▶ Exercise details:
Copy every line of the records below that holds the word "exclusively".
::: Record excerpts :::
PR #4022, opened 2026-04-30
Add NUM01-J: Do not perform bitwise and arithmetic operations on the same data

samugyula:
## Summary

New detector `MixArithmeticAndBitwiseOperationsDetector` targeting [SEI CERT NUM01-J](https://cmu-sei.github.io/secure-coding-standards/sei-cert-oracle-coding-standard-for-java/rules/numeric-types-and-operations-num/num01-j/) violations: using both arithmetic and bitwise operations on the same data.

## Bug types

- `MABO_MIXING_ARITHMETIC_AND_BITWISE_OPERATIONS` -- reported when a method uses both arithmetic and bitwise operations on the same data. 

## Limitations

- Does not take the NUM01-J-EX1 exception into consderation; serialization/deserialization might cause false positives
- The context (numeric or bitwise) is tracked only for primitive local variables and intermediate values on stack 
- Uses intraprocedural analysis, so the noncompliant logical and arithmetic right shift examples from the description are not checked

## Detection approach

- Uses `OpcodeStackDetector` with `@CustomUserValue` annotation
- Tracks the context of values in `Item.userValue`
- The context is determined from the first operation that is used on the data
- The context is passed down by assignment and integer conversion operations

## Changes
- `MixArithmeticAndBitwiseOperationsDetector`: new detector class
- `MixArithmeticAndBitwiseOperationsDetectorTest`: new test class
- `MixArithmeticAndBitwise`: new test cases
- `AnnotationMatcherTest`: change number of expected bugs from 4 to 6 in `testPerformAnalysis`
- `Ideas_2012_01_04` test case: add `@ExpectWarning` to getLongFixed

## Evaluation
A run on Jenkins produces 3 true positives and 1 false positive (due to not handling NUM01-J-EX1)


spotbugsTestCases/src/java/bugIdeas/Ideas_2012_01_04.java
```diff
@@ -22,7 +22,7 @@ static long getLong2(byte [] b) {
         return result;
     }
 
-    @NoWarning("")
+    @ExpectWarning("")
```
JuditKnoll, line 25: This change is misleading. You can use the `@SuppressFBWarnings` annotation to suppress the hit for the freshly introduced bugtype.

spotbugs-tests/src/test/java/edu/umd/cs/findbugs/detect/MixArithmeticAndBitwiseOperationsTest.java
```diff
@@ -0,0 +1,30 @@
+package edu.umd.cs.findbugs.detect;
+
+import edu.umd.cs.findbugs.AbstractIntegrationTest;
+import org.junit.jupiter.api.Test;
+
+public class MixArithmeticAndBitwiseOperationsTest extends AbstractIntegrationTest {
```
JuditKnoll, line 6: Can you please remove the public access modifier from this class? With Junit Jupiter it's no longer necessary.

spotbugs-tests/src/test/java/edu/umd/cs/findbugs/detect/MixArithmeticAndBitwiseOperationsTest.java
```diff
@@ -0,0 +1,30 @@
...
+
+    private static final String MABO_BUG_TYPE = "MABO_MIXING_ARITHMETIC_AND_BITWISE_OPERATIONS";
```
JuditKnoll, line 8: Since there is only one test, this can be inside the test function, doesn't need to be on the class level.

spotbugs-tests/src/test/java/edu/umd/cs/findbugs/filter/AnnotationMatcherTest.java
```diff
@@ -153,7 +153,7 @@ void testPerformAnalysis(SpotBugsRunner spotbugs) {
                 .filter(bugInstanceMatcher::match)
                 .count();
 
-        assertEquals(4, numberOfMatchedBugs);
+        assertEquals(6, numberOfMatchedBugs);
```
JuditKnoll, line 156: This change looks unrelated. Can you please share some insight about it?

spotbugs/etc/messages.xml
```diff
@@ -9092,6 +9104,29 @@ object explicitly.</p>
...
+      <![CDATA[
+            <p>
+            Integer variables are frequently intended to represent either a numeric value or a bit collection.
+            Numeric values must be exclusively operated on using arithmetic operations,
+            whereas bit collections must be exclusively operated on using bitwise operations.
+            </p>
+            <p>
+            Performing bitwise and arithmetic operations on the same data can obscure the purpose of
+            the data stored in the variable and often indicates confusion regarding that purpose.
+            Although such operations are valid and will compile, they can reduce code readability.
```
JuditKnoll, line 9123: What should a programmer do when they encounter this bug? Can you please provide a suggestion here?

spotbugs/src/main/java/edu/umd/cs/findbugs/detect/MixArithmeticAndBitwiseOperationsDetector.java
```diff
@@ -0,0 +1,212 @@
...
+
+import edu.umd.cs.findbugs.BugAccumulator;
+import edu.umd.cs.findbugs.BugInstance;
+import edu.umd.cs.findbugs.BugReporter;
+import edu.umd.cs.findbugs.OpcodeStack;
+import edu.umd.cs.findbugs.bcel.OpcodeStackDetector;
+import org.apache.bcel.Const;
+import org.apache.bcel.classfile.*;
+
+@OpcodeStack.CustomUserValue
```
JuditKnoll, line 30: Can you please solve this problem without using the `@OpcodeStack.CustomUseValue` annotation and changing the opcode stack? It's not wide-spread in the codebase (I could only find one other detector using it), makes the code hard to read.

spotbugs/src/main/java/edu/umd/cs/findbugs/detect/MixArithmeticAndBitwiseOperationsDetector.java
```diff
@@ -0,0 +1,212 @@
...
+        } else if (isArithmeticOpcode(seen)
+                || isBitwiseOpcode(seen)) {
+            if (stack.getStackDepth() < 1) {
+                return;
+            }
+            OpcodeStack.Item item = stack.getStackItem(0);
+            if (isArithmeticOpcode(seen)) {
+                item.setUserValue('A');
+            } else if (isBitwiseOpcode(seen)) {
+                item.setUserValue('B');
```
JuditKnoll, line 114: This values are not really descriptive. Are they really necessary?

spotbugs/src/main/java/edu/umd/cs/findbugs/detect/MixArithmeticAndBitwiseOperationsDetector.java
```diff
@@ -0,0 +1,212 @@
...
+        case Const.LSHR:
+        case Const.LUSHR:
+            return true;
+        default:
+            return false;
+        }
+    }
+
+    private boolean isArithmeticOpcode(int seen) {
+        return isUnaryArithmeticOpcode(seen) || isBinaryArithmeticOpcode(seen);
```
JuditKnoll, line 194: These two functions are only used once here. Instead of having two functions with two separate switches on the same field, there could be only one switch here.

spotbugs/src/main/java/edu/umd/cs/findbugs/detect/MixArithmeticAndBitwiseOperationsDetector.java
```diff
@@ -0,0 +1,212 @@
...
+            OpcodeStack.Item lv = stack.getLVValue(slot);
+            Character t = (Character) lv.getUserValue();
+            if (t != null && t == 'B') {
+                bugAccumulator.accumulateBug(new BugInstance(this, "MABO_MIXING_ARITHMETIC_AND_BITWISE_OPERATIONS", NORMAL_PRIORITY)
+                        .addClassAndMethod(this).addString("arithmetic").addString("bitwise").addSourceLine(this),
+                        this);
+            }
+        } else if (isArithmeticOpcode(seen) || isBitwiseOpcode(seen)) {
+
+            int start = 1, end = 2, depth = 2;
```
JuditKnoll, line 58: These look like magic numbers. Can you please share where these values come from? Are you sure these will be the values of them every time?

spotbugsTestCases/src/java/MixArithmeticAndBitwise.java
```diff
@@ -0,0 +1,166 @@
+public class MixArithmeticAndBitwise {
```
JuditKnoll, line 1: Can you please add a few more test cases? E.g a function where there are two fields: one with pure arithmetic, one with pure bitwise operations.

JuditKnoll (changes requested):

aoto-tech:
@JuditKnoll Since this PR has been open for a while, would you be open to me picking it up?

I'd first like to see whether the existing `CustomUserValue` approach can be made clear and reliable. My understanding is that your concern is mainly readability and maintainability; please correct me if there are broader concerns with this approach.

I would propose:

1. Replacing `'A'` and `'B'` with descriptive names such as `ARITHMETIC` and `BITWISE`.
2. Making the tracking of how values are used explicit across copies, reassignments, and control-flow merges.
3. Addressing the missed detection when the same value is used in separate expressions, such as `x & 1` and `x + 1`. I observed this with the PR's detector running on SpotBugs 4.9.8, but would verify it on the PR branch first.
4. Adding tests for these cases, including cases that should not produce warnings.

Would this be an acceptable direction, or would you prefer an approach without `CustomUserValue`?

JuditKnoll:
> @JuditKnoll Since this PR has been open for a while, would you be open to me picking it up?
> 
> I'd first like to see whether the existing `CustomUserValue` approach can be made clear and reliable. My understanding is that your concern is mainly readability and maintainability; please correct me if there are broader concerns with this approach.
> 
> I would propose:
> 
> 1. Replacing `'A'` and `'B'` with descriptive names such as `ARITHMETIC` and `BITWISE`.
> 2. Making the tracking of how values are used explicit across copies, reassignments, and control-flow merges.
> 3. Addressing the missed detection when the same value is used in separate expressions, such as `x & 1` and `x + 1`. I observed this with the PR's detector running on SpotBugs 4.9.8, but would verify it on the PR branch first.
> 4. Adding tests for these cases, including cases that should not produce warnings.
> 
> Would this be an acceptable direction, or would you prefer an approach without `CustomUserValue`?

@aoto-tech As the author didn't answer for quite some time, feel free to take it up and open a new PR with mentioning him as a co-author. If that gets merged, this PR will be closed with it.
The `@CustomUserValue` approach modifies the stack, this itself makes the code hard to read and may lead to some unexpected consequences, so I would much prefer an approach without using it.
:::
▶ Written solution:
+            Numeric values must be exclusively operated on using arithmetic operations,
+            whereas bit collections must be exclusively operated on using bitwise operations.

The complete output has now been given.